→ Brief:
Show every line from the entries that follow which holds the word "sampled".

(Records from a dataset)
PR #802, opened 2026-04-28
Add Ascertainment model for JointAscertainment

cdc-mitzimorris:
## Summary

This PR adds model-level ascertainment support so multiple observation signals can share structured ascertainment rates instead of each observation independently sampling its own rate.

The main motivation is to support H+E-style multisignal models where hospital admissions and ED visits have distinct but related observation probabilities. The new abstraction lets those probabilities be sampled once at the model level, then passed into observation processes through signal-specific accessors without creating duplicate NumPyro sample sites.

## Additions / Changes

- Added a new `pyrenew.ascertainment` package with:
     + `AscertainmentModel`, the base interface for shared ascertainment models.
     + `AscertainmentSignal`, a signal-specific accessor used by observation processes.
     + `JointAscertainment`, which samples correlated scalar ascertainment rates across signals on the logit scale.
     + A context layer that makes sampled ascertainment values available to observation processes during model execution.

→ Written answer:
The main motivation is to support H+E-style multisignal models where hospital admissions and ED visits have distinct but related observation probabilities. The new abstraction lets those probabilities be sampled once at the model level, then passed into observation processes through signal-specific accessors without creating duplicate NumPyro sample sites.
     + A context layer that makes sampled ascertainment values available to observation processes during model execution.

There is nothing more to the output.